- [Work instruction]
The expected output is the first line of the data below and every line after it, up to and including the line containing "on x86-64 (see", each reproduced exactly.

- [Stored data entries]
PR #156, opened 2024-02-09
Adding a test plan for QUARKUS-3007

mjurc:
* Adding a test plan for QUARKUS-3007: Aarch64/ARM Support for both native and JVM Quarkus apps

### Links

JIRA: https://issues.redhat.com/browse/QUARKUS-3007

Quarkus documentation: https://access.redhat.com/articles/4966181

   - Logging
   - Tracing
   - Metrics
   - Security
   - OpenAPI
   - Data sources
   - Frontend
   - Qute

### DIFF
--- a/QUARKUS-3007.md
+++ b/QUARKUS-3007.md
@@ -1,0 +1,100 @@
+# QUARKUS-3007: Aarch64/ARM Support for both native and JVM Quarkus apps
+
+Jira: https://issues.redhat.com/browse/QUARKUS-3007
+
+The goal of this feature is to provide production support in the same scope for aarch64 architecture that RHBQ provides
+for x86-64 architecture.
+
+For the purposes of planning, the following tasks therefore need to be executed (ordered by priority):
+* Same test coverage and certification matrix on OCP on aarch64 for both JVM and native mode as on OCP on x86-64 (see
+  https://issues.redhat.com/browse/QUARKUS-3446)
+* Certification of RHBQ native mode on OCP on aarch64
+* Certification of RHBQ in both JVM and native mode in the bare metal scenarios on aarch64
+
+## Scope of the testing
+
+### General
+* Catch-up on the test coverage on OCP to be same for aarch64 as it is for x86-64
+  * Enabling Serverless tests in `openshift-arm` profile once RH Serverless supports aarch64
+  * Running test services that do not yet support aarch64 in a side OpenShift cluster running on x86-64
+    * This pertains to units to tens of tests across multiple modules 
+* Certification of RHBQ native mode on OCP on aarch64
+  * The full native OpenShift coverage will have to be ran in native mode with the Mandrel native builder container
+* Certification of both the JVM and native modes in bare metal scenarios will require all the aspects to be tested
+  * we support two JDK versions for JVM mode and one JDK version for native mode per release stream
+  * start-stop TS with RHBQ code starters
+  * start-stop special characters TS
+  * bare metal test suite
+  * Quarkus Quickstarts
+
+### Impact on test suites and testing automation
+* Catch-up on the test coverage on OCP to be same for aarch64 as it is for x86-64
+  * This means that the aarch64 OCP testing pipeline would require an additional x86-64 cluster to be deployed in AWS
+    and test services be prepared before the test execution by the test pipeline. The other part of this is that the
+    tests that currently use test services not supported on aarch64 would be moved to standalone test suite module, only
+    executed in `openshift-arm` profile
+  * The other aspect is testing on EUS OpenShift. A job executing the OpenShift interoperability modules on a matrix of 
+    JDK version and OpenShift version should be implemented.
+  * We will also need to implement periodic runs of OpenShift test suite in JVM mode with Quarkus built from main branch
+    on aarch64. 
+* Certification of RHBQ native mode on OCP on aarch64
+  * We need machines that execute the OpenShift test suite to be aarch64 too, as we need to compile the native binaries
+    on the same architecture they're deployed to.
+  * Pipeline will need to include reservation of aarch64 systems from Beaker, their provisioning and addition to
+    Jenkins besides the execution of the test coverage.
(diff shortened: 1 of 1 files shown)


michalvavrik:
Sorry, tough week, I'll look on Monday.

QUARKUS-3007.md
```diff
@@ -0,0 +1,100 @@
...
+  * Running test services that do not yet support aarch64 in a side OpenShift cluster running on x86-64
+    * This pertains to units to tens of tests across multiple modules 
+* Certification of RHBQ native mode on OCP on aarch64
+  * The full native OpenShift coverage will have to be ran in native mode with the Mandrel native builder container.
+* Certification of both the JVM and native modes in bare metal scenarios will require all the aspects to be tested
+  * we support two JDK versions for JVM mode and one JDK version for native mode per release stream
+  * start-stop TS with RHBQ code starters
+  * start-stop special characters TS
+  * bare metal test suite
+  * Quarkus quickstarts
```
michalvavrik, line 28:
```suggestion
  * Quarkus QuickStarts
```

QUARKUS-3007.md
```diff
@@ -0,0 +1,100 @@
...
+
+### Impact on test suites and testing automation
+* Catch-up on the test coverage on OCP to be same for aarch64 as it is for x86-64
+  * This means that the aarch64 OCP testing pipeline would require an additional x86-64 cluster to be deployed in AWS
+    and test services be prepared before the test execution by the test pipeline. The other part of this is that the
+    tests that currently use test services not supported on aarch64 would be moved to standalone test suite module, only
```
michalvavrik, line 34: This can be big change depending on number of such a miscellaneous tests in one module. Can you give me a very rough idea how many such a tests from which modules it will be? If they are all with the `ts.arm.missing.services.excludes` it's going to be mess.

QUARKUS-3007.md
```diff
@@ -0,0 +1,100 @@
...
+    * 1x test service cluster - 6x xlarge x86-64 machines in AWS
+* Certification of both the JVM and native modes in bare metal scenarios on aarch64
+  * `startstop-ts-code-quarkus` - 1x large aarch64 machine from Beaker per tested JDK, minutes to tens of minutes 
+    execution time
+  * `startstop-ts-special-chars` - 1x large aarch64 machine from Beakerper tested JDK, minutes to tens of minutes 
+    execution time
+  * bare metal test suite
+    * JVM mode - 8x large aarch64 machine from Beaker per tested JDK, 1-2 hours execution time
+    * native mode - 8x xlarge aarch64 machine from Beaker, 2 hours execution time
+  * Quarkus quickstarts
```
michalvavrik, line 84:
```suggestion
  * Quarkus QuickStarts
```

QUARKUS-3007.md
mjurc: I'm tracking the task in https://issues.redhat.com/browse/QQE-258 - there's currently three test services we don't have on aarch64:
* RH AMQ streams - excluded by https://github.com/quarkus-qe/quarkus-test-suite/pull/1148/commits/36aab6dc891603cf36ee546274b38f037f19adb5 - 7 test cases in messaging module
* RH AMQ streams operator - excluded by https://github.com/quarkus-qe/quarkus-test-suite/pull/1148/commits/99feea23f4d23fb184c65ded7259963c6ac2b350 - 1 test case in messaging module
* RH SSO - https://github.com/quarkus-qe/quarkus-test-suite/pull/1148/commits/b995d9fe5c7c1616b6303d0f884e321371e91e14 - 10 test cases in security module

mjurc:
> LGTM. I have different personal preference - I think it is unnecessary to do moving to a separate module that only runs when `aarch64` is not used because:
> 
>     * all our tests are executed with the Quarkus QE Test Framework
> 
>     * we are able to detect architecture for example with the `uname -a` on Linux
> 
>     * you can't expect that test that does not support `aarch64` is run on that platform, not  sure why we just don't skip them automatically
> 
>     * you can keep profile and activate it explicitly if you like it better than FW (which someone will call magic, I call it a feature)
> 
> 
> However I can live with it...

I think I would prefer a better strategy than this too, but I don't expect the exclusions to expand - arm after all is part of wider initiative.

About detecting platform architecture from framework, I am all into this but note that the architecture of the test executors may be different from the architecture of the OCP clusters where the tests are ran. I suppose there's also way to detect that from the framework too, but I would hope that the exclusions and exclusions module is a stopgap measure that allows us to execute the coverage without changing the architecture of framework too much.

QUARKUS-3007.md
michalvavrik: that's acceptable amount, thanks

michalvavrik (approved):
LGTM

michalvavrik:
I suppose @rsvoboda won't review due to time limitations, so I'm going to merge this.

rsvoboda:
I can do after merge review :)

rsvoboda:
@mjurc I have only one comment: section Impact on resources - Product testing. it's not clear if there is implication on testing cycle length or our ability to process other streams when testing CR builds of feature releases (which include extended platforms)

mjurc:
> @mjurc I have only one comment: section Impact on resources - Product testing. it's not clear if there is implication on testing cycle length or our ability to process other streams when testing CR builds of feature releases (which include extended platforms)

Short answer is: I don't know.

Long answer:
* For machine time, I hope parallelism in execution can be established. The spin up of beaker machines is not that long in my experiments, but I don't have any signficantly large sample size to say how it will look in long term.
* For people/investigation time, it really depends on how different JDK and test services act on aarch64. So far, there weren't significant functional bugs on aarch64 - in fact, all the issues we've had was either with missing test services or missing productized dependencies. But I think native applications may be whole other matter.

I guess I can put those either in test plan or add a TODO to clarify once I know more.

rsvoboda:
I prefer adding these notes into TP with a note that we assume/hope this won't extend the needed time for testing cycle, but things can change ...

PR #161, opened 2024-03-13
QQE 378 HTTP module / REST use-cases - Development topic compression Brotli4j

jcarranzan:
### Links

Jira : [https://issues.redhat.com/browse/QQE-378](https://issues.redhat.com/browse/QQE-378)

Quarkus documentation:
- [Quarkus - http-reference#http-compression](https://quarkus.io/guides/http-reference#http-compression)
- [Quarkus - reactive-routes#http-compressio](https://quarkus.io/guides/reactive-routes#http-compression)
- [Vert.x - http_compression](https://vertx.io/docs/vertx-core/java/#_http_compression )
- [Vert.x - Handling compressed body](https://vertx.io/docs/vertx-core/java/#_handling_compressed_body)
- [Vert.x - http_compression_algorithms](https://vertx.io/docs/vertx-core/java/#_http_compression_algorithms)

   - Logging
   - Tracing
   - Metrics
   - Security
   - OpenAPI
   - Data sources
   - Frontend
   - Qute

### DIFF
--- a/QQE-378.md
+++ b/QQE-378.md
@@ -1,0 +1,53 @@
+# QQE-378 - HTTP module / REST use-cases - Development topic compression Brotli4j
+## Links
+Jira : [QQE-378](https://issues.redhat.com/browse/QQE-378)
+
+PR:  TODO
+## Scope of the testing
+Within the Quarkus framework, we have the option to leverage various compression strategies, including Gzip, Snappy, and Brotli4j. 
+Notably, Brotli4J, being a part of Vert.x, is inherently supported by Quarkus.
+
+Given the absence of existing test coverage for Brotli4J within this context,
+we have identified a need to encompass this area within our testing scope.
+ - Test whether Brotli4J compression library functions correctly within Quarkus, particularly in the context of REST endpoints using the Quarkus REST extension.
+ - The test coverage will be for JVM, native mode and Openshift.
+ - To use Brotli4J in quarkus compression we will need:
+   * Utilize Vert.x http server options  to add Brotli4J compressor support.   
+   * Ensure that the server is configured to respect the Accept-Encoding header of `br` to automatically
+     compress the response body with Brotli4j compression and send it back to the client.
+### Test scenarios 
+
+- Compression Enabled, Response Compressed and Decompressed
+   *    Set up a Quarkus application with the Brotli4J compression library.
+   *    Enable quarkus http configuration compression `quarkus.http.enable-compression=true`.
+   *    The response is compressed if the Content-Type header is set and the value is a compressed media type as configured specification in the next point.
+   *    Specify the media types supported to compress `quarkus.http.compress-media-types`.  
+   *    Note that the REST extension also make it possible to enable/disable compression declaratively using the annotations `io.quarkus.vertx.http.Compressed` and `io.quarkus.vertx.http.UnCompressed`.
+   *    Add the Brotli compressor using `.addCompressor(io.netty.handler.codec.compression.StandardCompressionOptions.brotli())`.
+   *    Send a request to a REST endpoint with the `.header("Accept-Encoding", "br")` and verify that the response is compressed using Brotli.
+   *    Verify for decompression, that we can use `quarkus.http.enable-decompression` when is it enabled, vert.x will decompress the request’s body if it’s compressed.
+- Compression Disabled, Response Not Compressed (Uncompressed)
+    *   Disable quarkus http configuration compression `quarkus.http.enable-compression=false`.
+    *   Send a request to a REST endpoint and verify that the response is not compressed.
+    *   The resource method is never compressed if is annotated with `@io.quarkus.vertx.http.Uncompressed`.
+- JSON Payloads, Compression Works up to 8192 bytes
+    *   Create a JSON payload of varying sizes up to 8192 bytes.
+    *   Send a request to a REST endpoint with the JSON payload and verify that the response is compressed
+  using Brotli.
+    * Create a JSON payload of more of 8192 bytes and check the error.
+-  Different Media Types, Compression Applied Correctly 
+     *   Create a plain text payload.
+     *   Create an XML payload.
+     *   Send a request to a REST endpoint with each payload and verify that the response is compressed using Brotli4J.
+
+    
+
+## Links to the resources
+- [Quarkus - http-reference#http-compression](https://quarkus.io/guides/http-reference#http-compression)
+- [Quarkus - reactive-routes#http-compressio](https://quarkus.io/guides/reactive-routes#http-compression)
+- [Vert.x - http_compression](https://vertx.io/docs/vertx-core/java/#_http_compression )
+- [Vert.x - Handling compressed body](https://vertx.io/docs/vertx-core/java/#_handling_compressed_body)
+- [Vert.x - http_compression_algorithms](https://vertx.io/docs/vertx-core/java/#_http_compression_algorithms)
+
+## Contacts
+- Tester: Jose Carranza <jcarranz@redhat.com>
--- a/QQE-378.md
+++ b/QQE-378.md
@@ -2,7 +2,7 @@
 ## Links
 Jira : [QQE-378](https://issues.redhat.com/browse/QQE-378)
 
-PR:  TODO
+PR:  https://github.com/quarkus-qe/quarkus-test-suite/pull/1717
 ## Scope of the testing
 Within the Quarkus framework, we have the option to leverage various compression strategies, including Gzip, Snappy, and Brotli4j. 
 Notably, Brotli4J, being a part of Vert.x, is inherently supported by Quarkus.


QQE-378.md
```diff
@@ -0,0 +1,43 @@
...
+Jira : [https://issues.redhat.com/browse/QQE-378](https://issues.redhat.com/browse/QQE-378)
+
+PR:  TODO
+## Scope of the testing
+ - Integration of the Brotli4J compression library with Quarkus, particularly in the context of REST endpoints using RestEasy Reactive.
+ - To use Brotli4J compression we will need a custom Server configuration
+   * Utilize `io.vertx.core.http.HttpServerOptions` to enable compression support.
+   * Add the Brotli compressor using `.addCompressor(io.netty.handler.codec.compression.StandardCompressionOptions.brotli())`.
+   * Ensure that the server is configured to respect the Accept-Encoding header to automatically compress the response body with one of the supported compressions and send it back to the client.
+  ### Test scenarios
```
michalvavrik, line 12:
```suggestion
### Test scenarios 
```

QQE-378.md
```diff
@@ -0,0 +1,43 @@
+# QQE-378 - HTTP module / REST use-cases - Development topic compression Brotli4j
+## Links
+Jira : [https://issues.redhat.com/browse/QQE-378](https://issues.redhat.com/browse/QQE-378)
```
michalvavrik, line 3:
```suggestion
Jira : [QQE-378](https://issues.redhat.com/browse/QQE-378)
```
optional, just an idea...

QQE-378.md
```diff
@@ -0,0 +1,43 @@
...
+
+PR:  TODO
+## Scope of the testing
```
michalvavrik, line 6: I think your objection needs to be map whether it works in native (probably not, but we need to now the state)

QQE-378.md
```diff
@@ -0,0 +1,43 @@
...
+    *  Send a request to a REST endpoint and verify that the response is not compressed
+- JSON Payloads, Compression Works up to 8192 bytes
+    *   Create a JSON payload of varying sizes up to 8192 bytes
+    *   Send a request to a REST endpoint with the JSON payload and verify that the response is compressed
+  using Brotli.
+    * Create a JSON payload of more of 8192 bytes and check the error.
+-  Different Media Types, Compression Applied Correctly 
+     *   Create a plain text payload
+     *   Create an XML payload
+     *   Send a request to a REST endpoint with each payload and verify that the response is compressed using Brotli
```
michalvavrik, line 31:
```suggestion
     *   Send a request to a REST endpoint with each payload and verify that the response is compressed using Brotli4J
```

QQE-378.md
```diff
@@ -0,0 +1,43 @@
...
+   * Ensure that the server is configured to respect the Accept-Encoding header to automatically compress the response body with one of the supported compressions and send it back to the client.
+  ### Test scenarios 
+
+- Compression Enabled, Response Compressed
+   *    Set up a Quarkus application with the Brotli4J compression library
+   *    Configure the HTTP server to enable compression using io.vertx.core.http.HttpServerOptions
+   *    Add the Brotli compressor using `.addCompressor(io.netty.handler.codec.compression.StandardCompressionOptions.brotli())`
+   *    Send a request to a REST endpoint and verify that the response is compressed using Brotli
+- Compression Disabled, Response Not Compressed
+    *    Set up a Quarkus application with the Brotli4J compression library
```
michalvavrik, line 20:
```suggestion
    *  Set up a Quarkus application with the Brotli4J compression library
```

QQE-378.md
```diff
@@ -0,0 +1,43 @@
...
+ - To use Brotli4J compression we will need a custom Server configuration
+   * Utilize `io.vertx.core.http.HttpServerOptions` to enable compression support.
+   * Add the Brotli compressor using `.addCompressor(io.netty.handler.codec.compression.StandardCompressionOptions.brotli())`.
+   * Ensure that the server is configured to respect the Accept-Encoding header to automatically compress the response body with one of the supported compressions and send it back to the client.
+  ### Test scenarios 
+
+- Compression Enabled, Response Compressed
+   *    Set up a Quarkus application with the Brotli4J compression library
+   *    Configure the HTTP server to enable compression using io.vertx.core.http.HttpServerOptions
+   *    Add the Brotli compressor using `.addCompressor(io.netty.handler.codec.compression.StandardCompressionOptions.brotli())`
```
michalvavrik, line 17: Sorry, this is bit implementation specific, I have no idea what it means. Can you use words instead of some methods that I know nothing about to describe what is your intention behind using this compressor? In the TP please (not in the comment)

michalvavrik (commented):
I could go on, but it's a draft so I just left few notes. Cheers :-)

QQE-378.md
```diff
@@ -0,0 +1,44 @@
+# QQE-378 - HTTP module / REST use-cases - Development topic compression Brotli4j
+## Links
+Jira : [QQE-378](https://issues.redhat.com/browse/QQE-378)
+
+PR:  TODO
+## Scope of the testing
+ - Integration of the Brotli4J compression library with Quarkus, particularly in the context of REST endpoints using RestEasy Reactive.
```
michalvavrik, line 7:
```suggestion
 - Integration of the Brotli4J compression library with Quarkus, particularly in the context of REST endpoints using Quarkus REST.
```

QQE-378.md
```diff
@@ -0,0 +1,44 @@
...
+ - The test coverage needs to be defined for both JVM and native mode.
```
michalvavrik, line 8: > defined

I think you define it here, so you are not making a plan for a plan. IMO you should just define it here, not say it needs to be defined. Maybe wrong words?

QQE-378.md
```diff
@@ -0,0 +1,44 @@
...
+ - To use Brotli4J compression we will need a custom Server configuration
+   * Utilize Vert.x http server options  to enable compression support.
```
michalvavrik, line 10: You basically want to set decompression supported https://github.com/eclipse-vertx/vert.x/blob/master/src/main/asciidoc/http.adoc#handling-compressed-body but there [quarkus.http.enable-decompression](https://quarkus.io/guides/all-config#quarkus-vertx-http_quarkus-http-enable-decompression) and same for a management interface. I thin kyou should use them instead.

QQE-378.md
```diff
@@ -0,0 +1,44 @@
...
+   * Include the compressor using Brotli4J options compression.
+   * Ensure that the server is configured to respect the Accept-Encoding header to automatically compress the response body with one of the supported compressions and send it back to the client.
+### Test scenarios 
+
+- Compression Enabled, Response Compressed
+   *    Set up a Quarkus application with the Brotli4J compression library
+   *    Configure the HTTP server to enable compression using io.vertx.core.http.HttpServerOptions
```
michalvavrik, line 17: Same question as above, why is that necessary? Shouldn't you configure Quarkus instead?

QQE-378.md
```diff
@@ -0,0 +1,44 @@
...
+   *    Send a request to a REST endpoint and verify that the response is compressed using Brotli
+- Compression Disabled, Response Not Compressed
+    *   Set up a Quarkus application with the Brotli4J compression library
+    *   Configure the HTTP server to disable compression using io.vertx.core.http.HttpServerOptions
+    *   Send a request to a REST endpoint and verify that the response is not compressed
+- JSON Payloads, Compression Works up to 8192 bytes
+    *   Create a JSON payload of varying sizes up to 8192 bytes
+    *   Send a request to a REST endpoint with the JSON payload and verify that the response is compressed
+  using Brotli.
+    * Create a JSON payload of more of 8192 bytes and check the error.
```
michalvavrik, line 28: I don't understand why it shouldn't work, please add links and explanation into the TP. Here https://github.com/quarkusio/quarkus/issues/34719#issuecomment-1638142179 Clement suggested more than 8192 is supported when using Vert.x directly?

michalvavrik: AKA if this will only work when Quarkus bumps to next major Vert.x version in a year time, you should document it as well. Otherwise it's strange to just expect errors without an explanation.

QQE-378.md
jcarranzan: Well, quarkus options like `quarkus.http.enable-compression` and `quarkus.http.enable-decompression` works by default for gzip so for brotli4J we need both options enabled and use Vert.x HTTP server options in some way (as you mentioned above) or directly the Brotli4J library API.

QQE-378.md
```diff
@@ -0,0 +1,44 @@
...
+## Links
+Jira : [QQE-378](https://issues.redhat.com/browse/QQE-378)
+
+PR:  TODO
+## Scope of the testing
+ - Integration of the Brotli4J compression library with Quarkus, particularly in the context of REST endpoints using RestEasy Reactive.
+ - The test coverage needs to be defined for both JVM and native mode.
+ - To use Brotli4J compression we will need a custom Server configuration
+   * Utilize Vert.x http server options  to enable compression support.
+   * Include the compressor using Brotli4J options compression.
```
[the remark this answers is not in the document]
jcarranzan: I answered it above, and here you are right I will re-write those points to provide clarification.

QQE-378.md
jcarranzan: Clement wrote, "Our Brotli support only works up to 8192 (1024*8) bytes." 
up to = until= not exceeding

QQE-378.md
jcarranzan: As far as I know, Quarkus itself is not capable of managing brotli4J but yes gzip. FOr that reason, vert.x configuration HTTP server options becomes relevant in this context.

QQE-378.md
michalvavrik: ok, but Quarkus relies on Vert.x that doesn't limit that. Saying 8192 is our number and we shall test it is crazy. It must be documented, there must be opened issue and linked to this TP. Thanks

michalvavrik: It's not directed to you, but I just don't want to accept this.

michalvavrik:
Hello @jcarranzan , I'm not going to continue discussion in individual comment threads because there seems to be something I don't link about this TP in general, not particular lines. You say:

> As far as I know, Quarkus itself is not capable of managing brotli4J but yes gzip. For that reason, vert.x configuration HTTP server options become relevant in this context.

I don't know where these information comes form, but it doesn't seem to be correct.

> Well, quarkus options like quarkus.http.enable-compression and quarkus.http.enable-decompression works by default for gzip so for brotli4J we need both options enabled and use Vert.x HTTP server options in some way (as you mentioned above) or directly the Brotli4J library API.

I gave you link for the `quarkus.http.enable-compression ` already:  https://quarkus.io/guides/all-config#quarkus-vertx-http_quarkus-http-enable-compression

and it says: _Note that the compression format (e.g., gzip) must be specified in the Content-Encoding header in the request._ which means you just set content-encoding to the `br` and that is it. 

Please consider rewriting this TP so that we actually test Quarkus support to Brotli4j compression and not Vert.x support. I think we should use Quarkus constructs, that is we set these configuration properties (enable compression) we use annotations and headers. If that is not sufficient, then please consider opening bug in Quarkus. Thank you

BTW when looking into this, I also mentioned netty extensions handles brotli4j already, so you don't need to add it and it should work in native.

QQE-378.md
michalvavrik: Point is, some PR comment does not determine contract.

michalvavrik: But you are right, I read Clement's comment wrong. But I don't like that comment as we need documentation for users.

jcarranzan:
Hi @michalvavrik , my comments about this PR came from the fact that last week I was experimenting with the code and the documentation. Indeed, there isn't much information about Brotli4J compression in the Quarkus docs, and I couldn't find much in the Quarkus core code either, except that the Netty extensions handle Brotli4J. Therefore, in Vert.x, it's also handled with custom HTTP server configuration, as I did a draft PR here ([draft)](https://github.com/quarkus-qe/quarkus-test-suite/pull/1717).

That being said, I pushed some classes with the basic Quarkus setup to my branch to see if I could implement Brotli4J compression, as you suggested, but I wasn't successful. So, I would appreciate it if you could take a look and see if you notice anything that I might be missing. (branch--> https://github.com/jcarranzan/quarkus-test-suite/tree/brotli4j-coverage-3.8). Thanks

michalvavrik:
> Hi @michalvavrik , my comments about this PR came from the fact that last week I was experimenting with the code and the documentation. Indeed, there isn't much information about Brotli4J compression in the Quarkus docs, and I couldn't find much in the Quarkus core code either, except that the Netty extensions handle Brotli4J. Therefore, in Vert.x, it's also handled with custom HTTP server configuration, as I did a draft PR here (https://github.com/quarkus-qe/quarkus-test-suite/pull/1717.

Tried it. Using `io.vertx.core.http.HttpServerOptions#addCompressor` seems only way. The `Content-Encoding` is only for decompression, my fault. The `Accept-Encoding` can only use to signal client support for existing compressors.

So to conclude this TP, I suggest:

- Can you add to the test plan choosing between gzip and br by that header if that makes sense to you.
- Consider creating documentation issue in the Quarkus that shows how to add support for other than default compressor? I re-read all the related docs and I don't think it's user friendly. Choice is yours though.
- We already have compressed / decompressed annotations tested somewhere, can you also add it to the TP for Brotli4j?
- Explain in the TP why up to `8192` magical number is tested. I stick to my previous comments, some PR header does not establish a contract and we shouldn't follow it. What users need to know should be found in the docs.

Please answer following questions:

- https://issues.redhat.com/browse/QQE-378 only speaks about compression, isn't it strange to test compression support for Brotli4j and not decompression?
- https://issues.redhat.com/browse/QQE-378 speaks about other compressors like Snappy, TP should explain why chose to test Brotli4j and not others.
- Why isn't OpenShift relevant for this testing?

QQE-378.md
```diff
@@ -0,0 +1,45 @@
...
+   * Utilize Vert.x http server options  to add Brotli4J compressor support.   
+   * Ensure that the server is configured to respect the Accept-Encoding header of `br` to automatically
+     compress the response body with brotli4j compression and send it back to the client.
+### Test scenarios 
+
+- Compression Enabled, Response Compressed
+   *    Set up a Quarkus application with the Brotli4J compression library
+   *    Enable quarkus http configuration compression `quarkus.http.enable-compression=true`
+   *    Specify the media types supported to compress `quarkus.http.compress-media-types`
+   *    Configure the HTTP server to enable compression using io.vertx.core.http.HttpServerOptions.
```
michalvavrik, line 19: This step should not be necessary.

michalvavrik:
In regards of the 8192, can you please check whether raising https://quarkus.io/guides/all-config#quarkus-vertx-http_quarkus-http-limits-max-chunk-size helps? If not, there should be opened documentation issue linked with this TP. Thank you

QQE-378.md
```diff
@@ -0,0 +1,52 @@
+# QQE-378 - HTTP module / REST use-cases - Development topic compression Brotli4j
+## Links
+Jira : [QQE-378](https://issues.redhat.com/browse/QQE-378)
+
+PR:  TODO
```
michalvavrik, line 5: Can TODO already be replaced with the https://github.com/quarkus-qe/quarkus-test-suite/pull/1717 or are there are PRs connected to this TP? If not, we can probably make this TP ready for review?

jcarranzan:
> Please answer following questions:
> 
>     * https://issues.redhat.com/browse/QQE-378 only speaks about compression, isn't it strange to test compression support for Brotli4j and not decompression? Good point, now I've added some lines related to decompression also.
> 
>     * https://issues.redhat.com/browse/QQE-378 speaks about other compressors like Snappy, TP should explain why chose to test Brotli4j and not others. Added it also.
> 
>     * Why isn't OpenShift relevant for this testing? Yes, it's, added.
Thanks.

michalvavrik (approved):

- [Your response]
PR #156, opened 2024-02-09
Adding a test plan for QUARKUS-3007

mjurc:
* Adding a test plan for QUARKUS-3007: Aarch64/ARM Support for both native and JVM Quarkus apps

### Links

JIRA: https://issues.redhat.com/browse/QUARKUS-3007

Quarkus documentation: https://access.redhat.com/articles/4966181

   - Logging
   - Tracing
   - Metrics
   - Security
   - OpenAPI
   - Data sources
   - Frontend
   - Qute

### DIFF
--- a/QUARKUS-3007.md
+++ b/QUARKUS-3007.md
@@ -1,0 +1,100 @@
+# QUARKUS-3007: Aarch64/ARM Support for both native and JVM Quarkus apps
+
+Jira: https://issues.redhat.com/browse/QUARKUS-3007
+
+The goal of this feature is to provide production support in the same scope for aarch64 architecture that RHBQ provides
+for x86-64 architecture.
+
+For the purposes of planning, the following tasks therefore need to be executed (ordered by priority):
+* Same test coverage and certification matrix on OCP on aarch64 for both JVM and native mode as on OCP on x86-64 (see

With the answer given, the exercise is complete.